I’d like to count how many errors I have from each code, and then put the whole thing on a timechart that I can add to my dashboard, in order to monitor errors in my service.

Obviously I’d like to extract the error code from the trace, so I need a regular expression.

Well, if you’re anything like me the first thing you’ll do is start feverishly googling regular expressions to try to remember how the heck to do it… and then flailing for like an hour until getting it right.

Well, using parse, things are much much easier:

traces
| where message contains "Error"
| parse message with * "(code: " errorCode ")" *
| project errorCode

100
100
355
567

And from here summarizing is just a breeze:

traces
| where message contains "Error"
| parse message with * "(code: " errorCode ")" *
| summarize count() by errorCode, bin(timestamp, 1h)
| render areachart kind=stacked

Happy parsing!

Creating Beautiful Sankey Diagrams From App Insights Custom Events

I came across this tweet the other day:

It sounded a lot like a challenge to me, so I just couldn’t resist!!

Sankey diagrams for those who don’t know are an amazing tool for describing user flows AND are the basis for one of the most famous data visualizations of all-time. But really, I had no idea how to create one. So, I googled Sankey + PowerBI and came across this fantastic Amir Netz video:

So all you need to create the diagram is a table with 3 columns:

  • Source
  • Destination
  • Count

And PowerBI takes care of the rest.

We already know you can take any App Insights Analytics query and “export” the data to PowerBI.

So the only problem now is how do I transform my AppInsights custom events table into a Sankey events table?

Let’s go to Analytics!

First it’s best to have an idea of what we’re trying to do. Decide on 5-10 events that make sense for a user session flow. In my case, I want to see the flow of users through a new feature called “CTD”. So the events I chose are:

  • CTD_Available (feature is available for use)
  • CTD_Result (user used the feature and got a result)
  • CTD_DrillIn (user chose to further drill-in the results)
  • CTD_Feedback (user chose to give feedback)

In every step, I’m interested in seeing how many users I’m “losing”, and what they’re doing next.

Ok, let’s get to work!

First query we’ll

  • Filter out only relevant events
  • Sort by timestamp asc (don’t forget that in this chart, order is important!)
  • Summarize by session_id using makelist, to put all events that happened in that session in an ordered list. If you’re unfamiliar with makelist, all it does is take all the values of the column, and stuffs them into a list. The resulting lists are the ordered events that users triggered in each session.
customEvents
| where timestamp > ago(7d)
| where name=="CTD_Available" or name=="CTD_Result" or 
        name=="CTD_Drillin" or name== "CTD_Feedback"
| sort by timestamp asc
| summarize l=makelist(name) by session_Id

Next step I’ll do is add an “EndSession” event to each list, just to make sure my final diagram is symmetric. You might already have this event as part of your telemetry, I don’t. This is optional, and you can choose to remove this line.

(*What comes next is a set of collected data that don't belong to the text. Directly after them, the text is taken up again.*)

PR #592, opened 2024-02-26
Polish "Add consumer test utility"

onobc:
@jonas-grgt amazing work on the [PulsarConsumerTestUtil](https://github.com/spring-projects/spring-pulsar/commit/5bf9ba09446331150af557ccab8455035e3afc85) 🎉 

I was doing normal "polish" commit and I ended up making a few changes that I wanted to run by you rather than just piggyback in. 

### Nit polish things
- update javadocs a bit
- reorder some constructors based on specificity
- rename the test to end w/ "Tests" (plural) for consistency
- simplified doc examples a bit w/ String message type

### Changes
- add null check to "withSchema"
- drop the exact match API (more detail in comment inline)
- rename the conditions factory methods (more detail in comment inline)

Some of these things I missed during code review and some of them I just did not see until I pulled the util down and started to use it etc..


spring-pulsar-docs/src/main/antora/modules/ROOT/pages/reference/testing-applications.adoc
```diff
@@ -1,42 +1,46 @@
 [[testing-applications]]
 = Testing Applications
+
```
onobc, line 3: When there is a blank line it prevents it from showing the TOC. 
Once we publish the module then we can link this awesome document you added to the navbar.adoc.

spring-pulsar-test/src/main/java/org/springframework/pulsar/test/support/ConsumedMessagesConditions.java
```diff
@@ -41,42 +42,30 @@ static <T> ConsumedMessagesCondition<T> desiredMessageCount(int messageCount) {
...
-	 * value.
+	 * Verifies that the expected value equals the message payload value of at least one
+	 * consumed message.
 	 * @param expectation the expected value
 	 * @param <T> the type of the message
 	 * @return the condition
 	 */
-	static <T> ConsumedMessagesCondition<T> anyMessageMatchesExpected(T expectation) {
-		return messages -> messages.stream().anyMatch(message -> message.getValue().equals(expectation));
+	static <T> ConsumedMessagesCondition<T> atLeastOneMessageMatches(T expectation) {
```
onobc, line 51: The naming of these I struggled with until I started using the util. 
> "consume messages until at least one message matches 'a'" 

helps me understand what this is doing. 

Likewise w/ the N variant below, 
> "consume messages until at least one message matches each of 'a', 'b', and 'c'"

spring-pulsar-test/src/main/java/org/springframework/pulsar/test/support/ConsumedMessagesConditions.java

| extend l=todynamic(replace(@"\]", ',"EndSession" ]', tostring(l))) 

Next step, I’d like to create “tuples” for source and destination from each list. I want to turn:

Available -> Result -> Feedback -> EndSession

Into:

[Available, Result], [Result, Feedback], [Feedback, EndSession]

To do this, I need to chop off the first item in the list and “zip” it (like a zipper) with the original list. In c# this is very easy – list.Zip(list.Skip(1))..

Amazingly, App Analytics has a zip command! Tragically, it doesn’t have a skip… :(. Which means we need to do some more ugly regex work in order to chop off the first element.

| extend l_chopped=todynamic(replace(@"\[""(\w+)"",", @"[", tostring(l)))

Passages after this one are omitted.